Saved data entries.
==================================================
PR #1215, opened 2021-06-03
More ImportRockTheVoteRecord Tests (part deux) 🚥 

weerd:
### What's this PR do?

This pull request continues adding additional tests for the `ImportRockTheVoteRecord` job.

👀 

I capped it at this amount for now. There will be another PR with more tests but wanted to keep this one manageable!

### Relevant tickets

### Checklist

### DIFF
--- a/tests/Jobs/Imports/ImportRockTheVoteRecordTest.php
+++ b/tests/Jobs/Imports/ImportRockTheVoteRecordTest.php
@@ -364,6 +364,57 @@ class ImportRockTheVoteRecordTest extends TestCase
     }
 
     /**
+     * Test that existing user who started registration process is updated with import data if
+     * import record has higher voter registration status.
+     */
+    public function testUpdatesExistingUserIfImportDataHasHigherStatus()
+    {
+        $user = factory(User::class)->create([
+            'voter_registration_status' => 'step-1',
+        ]);
+
+        $action = $this->makeFakeVoterRegistrationPostAction();
+
+        $dateRegistrationStarted = $this->daysAgoInRockTheVoteFormat();
+
+        $post = factory(Post::class)
+            ->state('voter-reg')
+            ->create([
+                'action_id' => $action->id,
+                'northstar_id' => $user->id,
+                'status' => 'step-1',
+                'details' => json_encode([
+                    'Home zip code' => $user->addr_zip,
+                    'Finish with State' => 'No',
+                    'Pre-Registered' => 'No',
+                    'Started registration' => $dateRegistrationStarted,
+                    'Status' => 'Step 1',
+                    'Tracking Source' => 'ads',
+                ]),
+            ]);
+
+        $payload = $this->makeFakeReportPayloadForSpecificUser($user, [
+            'Finish with State' => 'No',
+            'Started registration' => $dateRegistrationStarted,
+            'Status' => 'Step 2',
+        ]);
+
+        $importFile = $this->makeFakeUnprocessedImportFile();
+
+        ImportRockTheVoteRecord::dispatch($payload, $importFile);
+
+        $this->assertMongoDatabaseHas('users', [
+            'voter_registration_status' => 'step-2',
+        ]);
+
+        $this->assertMysqlDatabaseHas('posts', [
+            'id' => $post->id,
+            'status' => 'step-2',
+            'type' => 'voter-reg',
+        ]);
+    }
+
+    /**
      * Test that a user is updated if their voter registration status changes.
      */
     public function testUpdatesVoterRegistrationStatusIfStatusChanged()
--- a/tests/Jobs/Imports/ImportRockTheVoteRecordTest.php
+++ b/tests/Jobs/Imports/ImportRockTheVoteRecordTest.php
@@ -236,6 +236,66 @@ class ImportRockTheVoteRecordTest extends TestCase
     }
 
     /**
+     * Test that existing user is not updated with import data if their voter registration status
+     * is already completed (at a higher status hierarchy).
+     */
+    public function testDoesNotUpdateExistingUserIfAlreadyAtHigherStatus()
+    {
+        $user = factory(User::class)->create([
+            'voter_registration_status' => 'registration_complete',
+        ]);
+
+        $action = $this->makeFakeVoterRegistrationPostAction();
+
+        $dateTwoDaysAgo = $this->daysAgoInRockTheVoteFormat(2);
+
+        $dateToday = $this->daysAgoInRockTheVoteFormat(0);
+
+        $postFromTwoDaysAgo = factory(Post::class)
+            ->state('voter-reg')
+            ->create([
+                'action_id' => $action->id,
+                'northstar_id' => $user->id,
+                'status' => 'register-OVR',
+                'details' => json_encode([
+                    'Home zip code' => $user->addr_zip,
+                    'Finish with State' => 'Yes',
+                    'Pre-Registered' => 'No',
+                    'Started registration' => $dateTwoDaysAgo,
+                    'Status' => 'Complete', // @Question: is this correct?
+                    'Tracking Source' => 'ads',
+                ]),
+            ]);
+
+        $payload = $this->makeFakeReportPayloadForSpecificUser($user, [
+            'Finish with State' => 'No',
+            'Started registration' => $dateToday,
+            'Status' => 'Step 1',
+        ]);
+
+        $importFile = $this->makeFakeUnprocessedImportFile();
+
+        ImportRockTheVoteRecord::dispatch($payload, $importFile);
+
+        $this->assertMongoDatabaseHas('users', [
+            'voter_registration_status' => $user->voter_registration_status,
+        ]);
+
+        $this->assertMysqlDatabaseHas('posts', [
+            'id' => $postFromTwoDaysAgo->id,
+            'status' => $postFromTwoDaysAgo->status,
+            'type' => 'voter-reg',
+        ]);
+
+        $this->assertMysqlDatabaseHas('rock_the_vote_logs', [
+            'import_file_id' => $importFile->id,
+            'started_registration' => $payload['Started registration'],
+            'status' => $payload['Status'],
+            'user_id' => $user->id,
+        ]);
+    }
+
+    /**
      * Test that record is skipped if the RTV data is invalid.
      *
      * @return void
--- a/tests/Jobs/Imports/ImportRockTheVoteRecordTest.php
+++ b/tests/Jobs/Imports/ImportRockTheVoteRecordTest.php
@@ -75,7 +75,7 @@ class ImportRockTheVoteRecordTest extends TestCase
     }
 
     /**
-     * Make a fake unprocessed import file with no completed or skipped imports.
+     * Make a fake unprocessed import file with no complete or skipped imports.
      *
      * @return \App\Models\ImportFile
      */
@@ -152,12 +152,12 @@ class ImportRockTheVoteRecordTest extends TestCase
     }
 
     /**
-     * That that if an existing completed post is found for the specified user,
+     * Test that if an existing complete post is found for the specified user,
      * the import does not create or update the post.
      *
      * @return void
      */
-    public function testDoesNotCreateOrUpdatePostIfExistingCompletedPostFound()
+    public function testDoesNotCreateOrUpdatePostIfExistingCompletePostFound()
     {
         $user = factory(User::class)->create();
 
@@ -176,7 +176,7 @@ class ImportRockTheVoteRecordTest extends TestCase
                     'Finish with State' => $payload['Finish with State'],
                     'Pre-Registered' => $payload['Pre-Registered'],
                     'Started registration' => $payload['Started registration'],
-                    'Status' => $payload['Status'],
+                    'Status' => 'Complete',
                     'Tracking Source' => $payload['Tracking Source'],
                 ]),
             ]);
@@ -194,8 +194,11 @@ class ImportRockTheVoteRecordTest extends TestCase
 
         $this->assertMysqlDatabaseHas('posts', [
             'id' => $post->id,
-            'status' => $post->status,
+            'status' => 'register-form', // unchanged!
         ]);
+
+        // Only existing completed post should exist in the posts table.
+        $this->assertCount(1, Post::all());
     }
 
     /**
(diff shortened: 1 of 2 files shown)


tests/Jobs/Imports/ImportRockTheVoteRecordTest.php
```diff
@@ -376,4 +505,156 @@ public function testUserMobileAddedIfImportMobileProvided()
...
+            'sms_subscription_topics' => ['general', 'voting'],
+        ]);
+
+        $this->assertMongoDatabaseHas('users', [
+            '_id' => $mobileUser->id,
+            'sms_subscription_topics' => ['general'],
+        ]);
+
+        // @Question: this test in Chompy had something about the mobile user's sms_status
+        // being set to "stop", but doesn't seem like it is coded that way in the job.
```
weerd, line 658: @see [Chompy's `testMobileOwnerIsUpdatedIfImportUserHasNoMobileAndMobileIsTaken()`](https://github.com/DoSomething/chompy/blob/main/tests/Jobs/RockTheVote/ImportRockTheVoteRecordTest.php#L555)

tests/Jobs/Imports/ImportRockTheVoteRecordTest.php
```diff
@@ -147,6 +151,53 @@ public function testCreatesUserIfUserNotFound()
...
+            'started_registration' => $payload['Started registration'],
+            'status' => $payload['Status'],
+            'user_id' => $user->id,
+        ]);
+
+        $this->assertMysqlDatabaseHas('posts', [
+            'id' => $post->id,
+            'status' => $post->status,
+        ]);
+    }
```
katiecrane, line 199: Sorry I'm a bit confused on this test! Is the assertion on the `rock_the_vote_logs` table making sure we actually processed the import that you dispatched and can therefore perform our later checks? I see that there's a check for the existing post not being updated, but how do we know another one wasn't created?

tests/Jobs/Imports/ImportRockTheVoteRecordTest.php
```diff
@@ -235,6 +290,68 @@ public function testDoesNotImportRecordIfLogExists()
...
+            ->create([
+                'action_id' => $action->id,
+                'northstar_id' => $user->id,
+                'status' => 'register-OVR',
+                'details' => json_encode([
+                    'Home zip code' => $user->addr_zip,
+                    'Finish with State' => 'Yes',
+                    'Pre-Registered' => 'No',
+                    'Started registration' => $dateTwoDaysAgo,
+                    'Status' => 'Complete', // @Question: is this correct?
```
katiecrane, line 322: Based on [this](https://github.com/DoSomething/chompy/wiki/Rock-The-Vote#status-translation-rules) I believe this is correct!

DFurnes (approved):
Looking good!! 🚥 🎉

tests/Jobs/Imports/ImportRockTheVoteRecordTest.php
DFurnes: Confusing!! Is this based on whether or not they choose to opt-in to messaging in the RTV form? 🤔

tests/Jobs/Imports/ImportRockTheVoteRecordTest.php
DFurnes: Oh that's also a good catch! This makes me wish there was a `assertDatabaseHasCount()` assertion we could use to ensure that there's exactly one post for the user after this test completes... 🤔

tests/Jobs/Imports/ImportRockTheVoteRecordTest.php
weerd: Thanks for the additional 👀 . All the statuses plus how we convert statuses and then different formatting in statuses has been a real 🤯  so it's nice to get additional eyes confirming this is correct! 😅

tests/Jobs/Imports/ImportRockTheVoteRecordTest.php
katiecrane: That'd be awesome! Could we instead grab all posts and make sure there is only one?

tests/Jobs/Imports/ImportRockTheVoteRecordTest.php
katiecrane: Totally agreed, it's confusing!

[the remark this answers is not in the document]
katiecrane: Hmm @DFurnes I think that doc is indicating that TurboVote had a `confirmed` status but RTV does not?

tests/Jobs/Imports/ImportRockTheVoteRecordTest.php
```diff
@@ -235,6 +290,68 @@ public function testDoesNotImportRecordIfLogExists()
...
+            'Started registration' => $dateToday,
+            'Status' => 'Step 1',
+        ]);
+
+        $importFile = $this->makeFakeUnprocessedImportFile();
+
+        ImportRockTheVoteRecord::dispatch($payload, $importFile);
+
+        $this->assertMongoDatabaseHas('users', [
+            'voter_registration_status' => $user->voter_registration_status,
```
katiecrane, line 338: Should this be hardcoded to check for `registration_complete`?

tests/Jobs/Imports/ImportRockTheVoteRecordTest.php
```diff
@@ -235,6 +290,68 @@ public function testDoesNotImportRecordIfLogExists()
...
+        ]);
+
+        $this->assertMysqlDatabaseHas('posts', [
+            'id' => $postFromTwoDaysAgo->id,
+            'status' => $postFromTwoDaysAgo->status,
+            'type' => 'voter-reg',
+        ]);
```
katiecrane, line 345: I'm a little confused what we're checking for here - do we want to make sure there's NOT a post with a different status? I'm not super familiar with how the post stuff works so might have to bear with me a bit here!

tests/Jobs/Imports/ImportRockTheVoteRecordTest.php
```diff
@@ -235,6 +290,68 @@ public function testDoesNotImportRecordIfLogExists()
         );
     }
 
+    /**
+     * Test that existing user is not updated with import data if their voter registration status
+     * is already completed (at a higher status hierarchy).
```
katiecrane, line 295: Would it make sense to say "user and post" here since there are checks for both?

tests/Jobs/Imports/ImportRockTheVoteRecordTest.php
```diff
@@ -376,4 +505,156 @@ public function testUserMobileAddedIfImportMobileProvided()
...
+        ]);
+
+        $importFile = $this->makeFakeUnprocessedImportFile();
+
+        ImportRockTheVoteRecord::dispatch($payload, $importFile);
+
+        $this->assertMongoDatabaseHas('users', [
+            '_id' => $user->id,
+            'mobile' => $user->mobile,
+            'sms_status' => $user->sms_status,
```
katiecrane, line 550: I think this one would be clearer to me if when the user was created an `sms_status` was explicitly set and then we check for that same string here so we know for sure it hasn't changed (same with `sms_subscription_topics` below)

tests/Jobs/Imports/ImportRockTheVoteRecordTest.php
```diff
@@ -376,4 +505,156 @@ public function testUserMobileAddedIfImportMobileProvided()
...
+        $this->assertMongoDatabaseHas('users', [
+            '_id' => $user->id,
+            'mobile' => $phoneNumber,
+        ]);
+    }
+
+    /**
+     * Test that the owner of the mobile number has their sms subscription topics updated
+     * if the import data user does not have a mobile set and the provided number in import
+     * data points to a different user owning that nubmer.
```
katiecrane, line 621: Say that 5 times fast 🤯

tests/Jobs/Imports/ImportRockTheVoteRecordTest.php
katiecrane: I'm also confused - why is the mobile user getting their `voting` topic removed here?

tests/Jobs/Imports/ImportRockTheVoteRecordTest.php
```diff
@@ -376,4 +505,156 @@ public function testUserMobileAddedIfImportMobileProvided()
...
+            'Started registration' => $dateRegistrationStarted,
+        ]);
+
+        $importFile = $this->makeFakeUnprocessedImportFile();
+
+        ImportRockTheVoteRecord::dispatch($payload, $importFile);
+
+        $this->assertMongoDatabaseHas('users', [
+            '_id' => $user->id,
+            'sms_subscription_topics' => $user->sms_subscription_topics,
```
katiecrane, line 586: I think this is another spot where it might make sense to hardcode!

tests/Jobs/Imports/ImportRockTheVoteRecordTest.php
weerd: So from what I've concluded, User01 fills out the RTV form and adds a phone number, and this is all part of the import record. When we go to import the record, we look to see if the user already exists (typically by email also provided in the import form). Once User01 is found, before updating their record, there's a check to see if a different user has the same phone number (I guess this would be a thing if someone changed their phone number and both old and now new numbers are going into our database, or maybe the user signed up with one account via web and another via mobile number and haven't been merged 🤷‍♂️ ).

So if a different member, User02 has the same mobile number as User01, we remove the `voting` subscription from their sms subscriptions since User02 didn't fill out the RTV form, User01 had done that and would get subscribed to sms subscription related to voting moving forward.

I was suspecting we'd also want to `null` the mobile number from User02 since now it seems User01 has it... but I also don't know the full nuance of edge cases here. Could I fill out the RTV form and just add Dave's phone number to get sms messages related to voting? How does that all work?

Ok, my 🧠  hurst again...

tests/Jobs/Imports/ImportRockTheVoteRecordTest.php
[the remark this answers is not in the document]
weerd: Ya, the link @katiecrane added in [earlier comment](https://github.com/DoSomething/northstar/pull/1215#discussion_r645685357) is the one I initially went off of and seemed correct and indicating that TurboVote used `confirmed` but not RTV which uses `complete` instead.

And in the docs link you added it shows `confirmed` in the hierarchy list but also specifically says:

>The TurboVote data (which we imported before Rock The Vote - see Notes), would supply a confirmed status - similar to the Rock the Vote Completed status.

Which adds to the confusion. There's also competing docs, between the `docs/` directory and the GitHub wiki @_@

tests/Jobs/Imports/ImportRockTheVoteRecordTest.php
weerd: > Sorry I'm a bit confused on this test! Is the assertion on the rock_the_vote_logs table making sure we actually processed the import that you dispatched and can therefore perform our later checks? I see that there's a check for the existing post not being updated, but how do we know another one wasn't created?

Ya, the initial assertion on the `rock_the_vote_logs` checks to make sure the import file was actually processed. The following assertion on the `posts` table confirms that the status on the post was not changed. (Although I hadn't realized that the `status` in the created Post `details` should also have been set to `Complete` instead of the `$payload` value, so I made that update).

I also added an additional assertion to grab all posts and assert the count is only 1! Good catch @katiecrane 🕵️‍♀️

tests/Jobs/Imports/ImportRockTheVoteRecordTest.php
weerd: Ya... not really keen how much this test is doing... A lot of this stuff could use some love during a cleanup/refactor sprint! 😅

tests/Jobs/Imports/ImportRockTheVoteRecordTest.php
weerd: Essentially; we want to confirm that the post which was already completed is not overwritten with uncompleted-related status, etc from the import record (which just might be older data). 

So if the post voter registration status is `register-OVR` that means the registration was completed and we don't want to import a record where the same post ID has a status of `step-2`.

tests/Jobs/Imports/ImportRockTheVoteRecordTest.php
```diff
@@ -376,4 +505,156 @@ public function testUserMobileAddedIfImportMobileProvided()
...
+            'started_registration' => $dateRegistrationStarted,
+            'user_id' => $user->id,
+        ]);
+
+        $payload = $this->makeFakeReportPayloadForSpecificUser($user, [
+            'Phone' => $user->mobile,
+            'Started registration' => $dateRegistrationStarted,
+        ]);
+
+        $importFile = $this->makeFakeUnprocessedImportFile();
```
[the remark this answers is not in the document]
weerd: Agreed! Definitely something to come back and review during a cleanup/refactor sprint!

tests/Jobs/Imports/ImportRockTheVoteRecordTest.php
katiecrane: Woohoo!!

tests/Jobs/Imports/ImportRockTheVoteRecordTest.php
katiecrane: @weerd oooo so would User02 have been given the `voting` sms topic as part of the import job? I was thinking it already existed on the user prior to that, thus my confusion!

tests/Jobs/Imports/ImportRockTheVoteRecordTest.php
katiecrane: Ah got it! Thanks!

tests/Jobs/Imports/ImportRockTheVoteRecordTest.php
weerd: Nope, not as part of import but in case they have it for some other reason. I think it just aims to remove the `voting` topic from User02 just in case if they happen to have one, given that they are no longer the expected owner of the phone number they shouldn't be receiving voting related sms!

katiecrane: Hmmm I don't think I really understand this but given that we're sending User02 fewer messages and not more, seems okay to me!

weerd: Yeah, it's all a bit confusing and 🍝 -esk... I'm not sure I get it 100% either 😅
==================================================
WORK TO COMPLETE. Read the entries and show each line that mentions "DFurnes".

COMPLETED EXERCISE.
DFurnes (approved):
DFurnes: Confusing!! Is this based on whether or not they choose to opt-in to messaging in the RTV form? 🤔
DFurnes: Oh that's also a good catch! This makes me wish there was a `assertDatabaseHasCount()` assertion we could use to ensure that there's exactly one post for the user after this test completes... 🤔
katiecrane: Hmm @DFurnes I think that doc is indicating that TurboVote had a `confirmed` status but RTV does not?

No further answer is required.